PR #1009, opened 2020-06-22
Fix _sendMqttMessage implementation to return network error for QoS 0…

aggarw13:
Fix issue causing `IotMqtt_PublishSync`to always return success on network disconnection for when called for **QoS 0**

Related GitHub issue: https://github.com/aws/amazon-freertos/issues/2155

Note: This also fixes the similar behavior of `IotMqtt_SubscribeSync`, and `IotMqtt_UnSubscribeSync` on network disconnection/network send failure


libraries/standard/mqtt/src/iot_mqtt_api.c
```diff
@@ -803,12 +803,22 @@ static IotMqttError_t _sendMqttMessage( _mqttOperation_t * pMqttOperation,
...
+
     IotMqtt_Assert( pMqttOperation != NULL );
 
     /* Send the SUBSCRIBE packet. */
     if( ( flags & MQTT_INTERNAL_FLAG_BLOCK_ON_SEND ) == MQTT_INTERNAL_FLAG_BLOCK_ON_SEND )
     {
         _IotMqtt_ProcessSend( IOT_SYSTEM_TASKPOOL, pMqttOperation->job, pMqttOperation );
+
+        /* Update return status value if operation object status changed after job execution. */
+        if( pMqttOperation->u.operation.status != cachedStatus )
```
abhidixi11, line 818: This may be causing double free issues.  Please try moving code to check u.operation.status in PublishAsync() ( for QOS0 and MQTT_INTERNAL_FLAG_BLOCK_ON_SEND )

aggarw13: Have used a different approach of not utilizing the complex "operations" infrastructure when dealing with the simplistic case of synchronous QoS 0 request.

libraries/standard/mqtt/test/unit/iot_tests_mqtt_api.c
```diff
@@ -282,6 +282,24 @@ static size_t _sendSuccess( IotNetworkConnection_t pSendContext,
...
+static size_t _sendFailure( IotNetworkConnection_t pSendContext,
+                            const uint8_t * pMessage,
+                            size_t messageLength )
+{
+    /* Silence warnings about unused parameters. */
+    ( void ) pSendContext;
+    ( void ) pMessage;
+    ( void ) messageLength;
+
+    /* This function returns the message length to simulate a successful send. */
```
muneebahmed10, line 297:
```suggestion
    /* This function returns 0 to simulate a failed send. */
```

libraries/standard/mqtt/test/unit/iot_tests_mqtt_api.c
```diff
@@ -687,12 +705,15 @@ TEST_GROUP_RUNNER( MQTT_Unit_API )
     RUN_TEST_CASE( MQTT_Unit_API, DisconnectAlreadyDisconnected );
     RUN_TEST_CASE( MQTT_Unit_API, PublishQoS0Parameters );
     RUN_TEST_CASE( MQTT_Unit_API, PublishQoS0MallocFail );
+    RUN_TEST_CASE( MQTT_Unit_API, PublishSyncQoS0WithNetworkFailure );
```
muneebahmed10, line 708: Nit: `PublishQoS0SyncWithNetworkFailure` seems like it would fit better with the other test names

libraries/standard/mqtt/src/iot_mqtt_api.c
```diff
@@ -1759,6 +1782,101 @@ IotMqttError_t IotMqtt_PublishAsync( IotMqttConnection_t mqttConnection,
...
+    else if( _IotMqtt_ValidatePublish( mqttConnection->awsIotMqttMode,
+                                       pPublishInfo,
+                                       flags,
+                                       pCallbackInfo,
+                                       pPublishOperation ) == false )
+    {
+        status = IOT_MQTT_BAD_PARAMETER;
+    }
+    else if( ( ( flags & MQTT_INTERNAL_FLAG_BLOCK_ON_SEND )
+               == MQTT_INTERNAL_FLAG_BLOCK_ON_SEND ) &&
```
leegeth, line 1861: Are we expecting that the flag MQTT_INTERNAL_FLAG_BLOCK_ON_SEND  is set from application? Isn't this an internal flag and I don't see it in the public docs as well https://docs.aws.amazon.com/freertos/latest/lib-ref/c-sdk/mqtt/mqtt_constants.html#mqtt_constants_flags

libraries/standard/mqtt/src/iot_mqtt_api.c
```diff
@@ -280,6 +280,35 @@ static void _handleConnectFailure( IotMqttConnection_t pMqttConnection,
...
+ * @param[in] mqttConnection The MQTT connection to use for the PUBLISH.
+ * @param[in] pPublishInfo MQTT publish parameters.
+ * @param[in] flags Flags which modify the behavior of this function.
+ * @param[in] pCallbackInfo Asynchronous notification of this function's completion (`NULL` to disable).
+ * @param[out] pPublishOperation Set to a handle by which this operation may be
+ * referenced after this function returns. This reference is invalidated once
+ * the publish operation completes.
+ *
+ * @return This function will return #IOT_MQTT_STATUS_PENDING upon success for
+ * QoS 1 publishes
```
leegeth, line 294: How about the return codes when there are errors?

libraries/standard/mqtt/src/iot_mqtt_api.c
```diff
@@ -280,6 +280,35 @@ static void _handleConnectFailure( IotMqttConnection_t pMqttConnection,
...
+                                     uint32_t flags,
+                                     const IotMqttCallbackInfo_t * pCallbackInfo,
+                                     IotMqttOperation_t * const pPublishOperation );
+
+/**
+ * @brief Sends a Publish message at QoS 0 synchronously.
+ * @param[in] mqttConnection The MQTT connection to use for the PUBLISH.
+ * @param[in] pPublishInfo MQTT publish parameters.
+ *
+ * @return returns #IOT_MQTT_SUCCESS upon success.
```
leegeth, line 307: Same comment about the return values for error cases.

libraries/standard/mqtt/src/iot_mqtt_api.c
```diff
@@ -1750,6 +1763,16 @@ IotMqttError_t IotMqtt_PublishAsync( IotMqttConnection_t mqttConnection,
...
         }
 
+        if( ( pPublishInfo->qos == IOT_MQTT_QOS_0 ) && ( pOperation != NULL ) )
+        {
+            if( ( ( flags & MQTT_INTERNAL_FLAG_BLOCK_ON_SEND )
+                  == MQTT_INTERNAL_FLAG_BLOCK_ON_SEND ) &&
+                ( pOperation->u.operation.status == IOT_MQTT_NETWORK_ERROR ) )
+            {
+                status = IOT_MQTT_NETWORK_ERROR;
+            }
```
leegeth, line 1773: In what case, the execution would reach here? Isn't it always be going to _publishQos0Sync as per line 1864.

libraries/standard/mqtt/src/iot_mqtt_api.c
```diff
@@ -1652,27 +1681,11 @@ IotMqttError_t IotMqtt_PublishAsync( IotMqttConnection_t mqttConnection,
...
     uint8_t ** pPacketIdentifierHigh = NULL;
 
-    /* Check that IotMqtt_Init was called. */
-    if( _checkInit() == false )
-    {
-        status = IOT_MQTT_NOT_INITIALIZED;
-    }
-    else if( _IotMqtt_ValidatePublish( mqttConnection->awsIotMqttMode,
-                                       pPublishInfo,
+    /* Create a PUBLISH operation. */
```
leegeth, line 1684: Better to have asserts in the internal function to validate the arguments.

libraries/standard/mqtt/src/iot_mqtt_api.c
```diff
@@ -1759,6 +1782,101 @@ IotMqttError_t IotMqtt_PublishAsync( IotMqttConnection_t mqttConnection,
...
+                                       pPublishOperation ) == false )
+    {
+        status = IOT_MQTT_BAD_PARAMETER;
+    }
+    else if( ( ( flags & MQTT_INTERNAL_FLAG_BLOCK_ON_SEND )
+               == MQTT_INTERNAL_FLAG_BLOCK_ON_SEND ) &&
+             ( pPublishInfo->qos == IOT_MQTT_QOS_0 ) )
+    {
+        status = _publishQos0Sync( mqttConnection,
+                                   pPublishInfo );
```
leegeth, line 1865: What is the callback behavior in this case? Are we completely ignoring the callback behavior? What will happen to applications already present and expecting a callback to mark the completion of publishAsync?

libraries/standard/mqtt/src/iot_mqtt_api.c
aggarw13: Good catch. Will remove this logic, was added in the initial revision of the fix in the PR, but had forgotten to remove it.

Regarding your point that the flag is internal facing, unfortunately, the `IotMqtt_PublishAsync` API will accept the flag even if the user accidentally sets the bit associated with this flag in the `flags` input parameter. (This is the behavior of `v4_beta` branch)

libraries/standard/mqtt/src/iot_mqtt_api.c
aggarw13: Yes, will remove this logic as mentioned in https://github.com/aws/aws-iot-device-sdk-embedded-C/pull/1009#discussion_r445779256

libraries/standard/mqtt/test/unit/iot_tests_mqtt_api.c
aggarw13: Changed

libraries/standard/mqtt/test/unit/iot_tests_mqtt_api.c
aggarw13: Changed

libraries/standard/mqtt/src/iot_mqtt_api.c
aggarw13: Added documentation.

libraries/standard/mqtt/src/iot_mqtt_api.c
aggarw13: Added assert checks.

libraries/standard/mqtt/src/iot_mqtt_api.c
leegeth: I see that it is a possible behavior for the async API. Isn't this flag supposed to be set internally though for a publish sync API call for QoS0? Are you missing that set logic in this PR?

libraries/standard/mqtt/src/iot_mqtt_api.c
aggarw13: Added

libraries/standard/mqtt/src/iot_mqtt_api.c
leegeth: As discussed, I see that the flag is set from publish sync API

libraries/standard/mqtt/src/iot_mqtt_api.c
leegeth: As discussed offline, as this path is hit only for sync API, callbacks are not going to be present.

aggarw13: We talked separately to clarify that a callback parameter is not expected for the sync Publish case as firstly, the `MQTT_INTERNAL_FLAG_BLOCK_ON_SEND` flag is not public-facing and thus, the customer cannot call the `IotMqtt_PublishAsync` function for a QoS 0 synchronous operation, and secondly, the sync Publish Qos 0 operation is requested by the `IotMqtt_PublishSync` function that passes the internal `MQTT_INTERNAL_FLAG_BLOCK_ON_SEND` flag to the `IotMqtt_PublishAsync` function.

Basically, the changes made do not change the behavior of the function (for any customer application depending on this function to be affected)!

******

» What is needed: The line above containing "leegeth: As discussed offline, as", the line containing "aggarw13: We talked", and every line between them are to be transcribed exactly; no other line is wanted.

» Response below:
leegeth: As discussed offline, as this path is hit only for sync API, callbacks are not going to be present.

aggarw13: We talked separately to clarify that a callback parameter is not expected for the sync Publish case as firstly, the `MQTT_INTERNAL_FLAG_BLOCK_ON_SEND` flag is not public-facing and thus, the customer cannot call the `IotMqtt_PublishAsync` function for a QoS 0 synchronous operation, and secondly, the sync Publish Qos 0 operation is requested by the `IotMqtt_PublishSync` function that passes the internal `MQTT_INTERNAL_FLAG_BLOCK_ON_SEND` flag to the `IotMqtt_PublishAsync` function.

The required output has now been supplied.